[Saved entries]
PR #2388, opened 2025-11-03
`on_ping` event now also emits the sync event and the restores the ro…

frankcorneliusmartin:
…oms that the node is in.

- [ ] test it (my laptop is burning up from building idea images, so I prosponed this for now)

### DIFF
--- a/vantage6-server/vantage6/server/websockets.py
+++ b/vantage6-server/vantage6/server/websockets.py
@@ -395,6 +395,10 @@ class DefaultSocketNamespace(Namespace):
         """
         auth = db.Authenticatable.get_by_keycloak_id(session.auth_id)
 
+        # There is a bug https://github.com/vantage6/vantage6/issues/2386 where the node
+        # disconnects on the server side but the node is still connected to the server.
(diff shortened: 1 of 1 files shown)


vantage6-server/vantage6/server/websockets.py
```diff
@@ -381,6 +394,15 @@ def on_ping(self) -> None:
         ping and sets them as online.
         """
         auth = db.Authenticatable.get_by_keycloak_id(session.auth_id)
+
+        if auth.status != AuthStatus.ONLINE.value:
```
bartvanb: I would like to include a comment here why this stuff has been added, because normally, I would never expect this condition to be true

bartvanb (commented):
Two minor questions. I do think it's quite important to test this properly before merging it, as it is an essential part of the code

frankcorneliusmartin:
> Two minor questions. I do think it's quite important to test this properly before merging it, as it is an essential part of the code

I agree, I need to collect some additional data from the IDEA4RC setup before we merge this. Let me first wrap up the recordings.

Issue #2345, opened 2025-10-24
Provide way of asking for/specifying k8s node name in CLI


bartvanb:
For Linux users (or others not using Docker desktop), k8s_node_name is not `docker_desktop` as for others. They now have an option in `v6 sandbox new` to set this (`--k8s-node-name`) but it's far from trivial. Minimal solution is clear documentation, ideal solution is to derive the k8s node name in the command itself (maybe ask for user confirmation depending on how certain we are)

-  I think we need this option also for other new commands! I don't think e.g. v6 server new will produce usable config files otherwise
- Potential solution is maybe v6 use k8s-node or so?

PR #2389, opened 2025-11-04
Feature/#2345 specify k8s node cli

bartvanb:
This turned out to be more of a refactoring job than anticipated. Now at least the CLI seems ready to store more kubernetes variables in a stored k8s config file.

I solved #2345 not by creating a new command that asks to provide the k8s node name from the options, but for now simply automatically selecting the one that is active, and only offer feedback when user has switched k8s node (which one they want to use)


frankcorneliusmartin (approved):
Neat, this made it much more clean

PR #2390, opened 2025-11-05
Change/#2346 option manage ports in k8s

bartvanb:
- Adding development option `forward_ports` in the server and algorithm store
- Use this option in the sandbox (not in devspace as that forwards its own ports
- The option uses k8s' `NodePort` resource. This option was chosen because ingress and loadbalancer are not included in k8s installations by default and we want to keep the sandbox option as easy as possible to run
- the option exposes ports 30760-30762 for server, store and UI. Note that we could not use 76xx because nodeport is only possible in `30000-32767` range
- This PR also includes some minor cleanup / bugfixes / docs updates that I stumbled upon (e.g. also renames `v6 algorithm generate-algorithm-json` to `v6 algorithm generate-store-json`)

### DIFF
--- a/docs/server/components/yaml/algorithm_store_config.yaml
+++ b/docs/server/components/yaml/algorithm_store_config.yaml
@@ -92,9 +92,9 @@ store:
   # the server that it communicates with locally
   dev:
     # Specify the URI to the host. This is used to generate the correct URIs to
-    # communicate with the server. On Windows and Mac, you can use the special
-    # hostname `host.docker.internal` to refer to the host machine. On Linux, you
-    # should normally use http://172.17.0.1.
+    # communicate with the server. On Windows and Mac, when using Docker Desktop, you
+    # can use the special hostname `host.docker.internal` to refer to the host machine.
+    # On Linux, you should normally use http://172.17.0.1.
     host_uri: http://host.docker.internal
 
     # disable review process - all submitted algorithms are automatically accepted, which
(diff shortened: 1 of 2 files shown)


charts/server/templates/server/server-backend-deployment.yml
```diff
@@ -27,14 +27,9 @@ spec:
           value: {{ .Values.server.keycloakUrl }}
         - name: KEYCLOAK_REALM
           value: {{ .Values.server.keycloakRealm }}
-{{- if .Values.server.dev }}
-  {{- if .Values.server.dev.store_address }}
+{{- if and .Values.server.dev .Values.server.dev.store_address }}
```
frankcorneliusmartin: That is one ugly way of defining an `and` condition 🔥.

vantage6/vantage6/cli/sandbox/config/core.py
```diff
@@ -298,7 +296,7 @@ def __auth_config_return_func(self, extra_config: dict) -> dict:
                 "production": False,
                 "no_password_update_required": True,
                 "redirectUris": [
-                    f"{HTTP_LOCALHOST}:7600",
+                    f"{HTTP_LOCALHOST}:30760",
```
frankcorneliusmartin: Shouldn't this be `Ports.SANDBOX_SERVER.value`

frankcorneliusmartin (approved):
Very little to do here. For me, can you confirm:

* `v6 dev` (using devspace) uses port ranges `76xx` - uses port forwaring
* `v6 node/server uses port ranges `76xx` - has no external bindings
* `v6 sandbox` uses port ranges `3076x` - uses nodeports

vantage6-server/configs/postgress.yaml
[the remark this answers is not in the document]
bartvanb: They do seem ancient, and I could not see them being used anywhere. No idea what they used to be for

PR #2401, opened 2025-11-11
Add uluru as v5 name to the repo code

bartvanb:


bartvanb:
> You probably checked this, but I want to confirm. The image is free to use and requires no attribution?

Yes, Wikimedia commons free to use

PR #2412, opened 2025-11-18
Prevent failure of central task when jwt secret key is not set by ens…

### LINKED ISSUE #2368: [Bug] `JWT_SECRET_KEY` needs to be set
**Describe the bug**
In our `release/5.0` server configuration the `jwt.secret` needs to be set. Else this will not end up as the `JWT_SECRET_KEY` in `config.yml`. Somehow the internal logic to generate such a key is broken.

**To Reproduce**
* Start the server without the `jwt.secret`
* Start a central compute task. 
* Look in the server logs

Key error at:
```bash
File "/vantage6/vantage6-server/vantage6/server/resource/token.py", line 192, in post
    {"sub": container}, self.config["jwt_secret_key"], algorithm="HS256" 
```

bartvanb:
…uring the key is present in self.config after server initialization

### DIFF
--- a/charts/server/templates/server/server-backend-configmap.yml
+++ b/charts/server/templates/server/server-backend-configmap.yml
@@ -8,10 +8,8 @@ data:
     algorithm_stores: []
     api_path: {{ .Values.server.apiPath }}
     description: {{ .Values.server.description }}
-    {{- if .Values.server.jwt }}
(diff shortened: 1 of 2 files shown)


frankcorneliusmartin (approved):
Learned something new today; `{}.setdefault(.)`. Probably would have saved a bunch of if statements in the code if I knew this one earlier.

PR #2722, opened 2026-08-25
Prevent data leak from non-pandas errors

### LINKED ISSUE #2499: [Bug] Handling pandas errors is not preventing all sensitive data errors from being printed
**Describe the bug**
The idea behind the `@handle_pandas_errors` decorator is that it catches errors in pandas dataframe actions so that no sensitive data is printed. However, non-pandas specific errors can arise from pandas actions, e.g. a ValueError when one tries to convert a string to an integer in a pd.DataFrame which then fails.

**Expected behavior**
Improve decorator to prevent printing sensitive data

daniel-chou-rainho:
## Related issue

Fixes #2499

## Description

The `@handle_pandas_errors` decorator only caught exceptions from `pandas.errors` but pandas operations often raise plain Python errors that contain data values.

Those were passed on untouched and ended up in the algorithm logs, which are sent to HQ and can be read by the researcher.

## Changes

- The decorator now replaces every exception instead of only the pandas-specific ones.
- The vantage6 `AlgorithmError` exceptions are re-raised unchanged, so that algorithm developers can still report their own errors to the user.
- The generic message keeps the exception type and the function name, for example `An error of type ValueError occurred in 'select_rows'`.
- The new error is raised with `from None`. Without it, the original error is still printed as part of the traceback.
- Renamed the decorator to `handle_data_errors`, as it is no longer specific to pandas. `handle_pandas_errors` is kept as an alias, so existing algorithms keep working.
- Removed `PANDAS_ERROR_TYPES` and `_collect_pandas_error_types()`, which are no longer used.
- Updated the algorithm development documentation and added 2 unit tests.

### DIFF
--- a/docs/algorithms/develop.rst
+++ b/docs/algorithms/develop.rst
@@ -257,24 +257,26 @@ vantage6 algorithm tools:
    for instance that a certain data value is not a valid date.
 
    To help you keep such sensitive information private, vantage6
-   provides a decorator that can be used to handle pandas errors. This decorator will
-   catch all pandas errors and return a generic error message. You can use this
-   decorator by adding it to your algorithm function:
+   provides a decorator that can be used to handle errors from data manipulation. This
+   decorator will catch such errors and return a generic error message. You can use
+   this decorator by adding it to your algorithm function:
 
    .. code:: python
 
-      from vantage6.algorithm.tools.error_handling import handle_pandas_errors
+      from vantage6.algorithm.tools.error_handling import handle_data_errors
 
-      @handle_pandas_errors
+      @handle_data_errors
       def my_function(data: pd.DataFrame):
          return data
 
    All data extraction and preprocessing functions provided by the vantage6 algorithm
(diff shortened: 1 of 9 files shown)


docs/algorithms/develop.rst
```diff
@@ -257,24 +257,26 @@ vantage6 algorithm tools:
...
-   and a generic error message will be returned instead of the traceback. Note that
-   this decorator does not catch all errors, so you should still be careful with the
-   data you handle in your algorithm functions.
+   tools package are decorated with the ``handle_data_errors`` decorator, so that any
+   error occurring during the execution of the function will be caught and a generic
+   error message will be returned instead of the traceback.
+
+   The errors defined in ``vantage6.algorithm.tools.exceptions`` are an exception to
+   this rule: they are not replaced, as their messages are written by you and are
+   meant to be shown to the user. Make sure not to include any sensitive data in them.
```
bartvanb, line 279: Neat that these are excluded

bartvanb (approved):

_WHAT YOU HAVE TO DO_
Copy all lines of the preceding data that hold the word "user".

_EXERCISE SOLUTION_
For Linux users (or others not using Docker desktop), k8s_node_name is not `docker_desktop` as for others. They now have an option in `v6 sandbox new` to set this (`--k8s-node-name`) but it's far from trivial. Minimal solution is clear documentation, ideal solution is to derive the k8s node name in the command itself (maybe ask for user confirmation depending on how certain we are)
I solved #2345 not by creating a new command that asks to provide the k8s node name from the options, but for now simply automatically selecting the one that is active, and only offer feedback when user has switched k8s node (which one they want to use)
- The vantage6 `AlgorithmError` exceptions are re-raised unchanged, so that algorithm developers can still report their own errors to the user.
+   meant to be shown to the user. Make sure not to include any sensitive data in them.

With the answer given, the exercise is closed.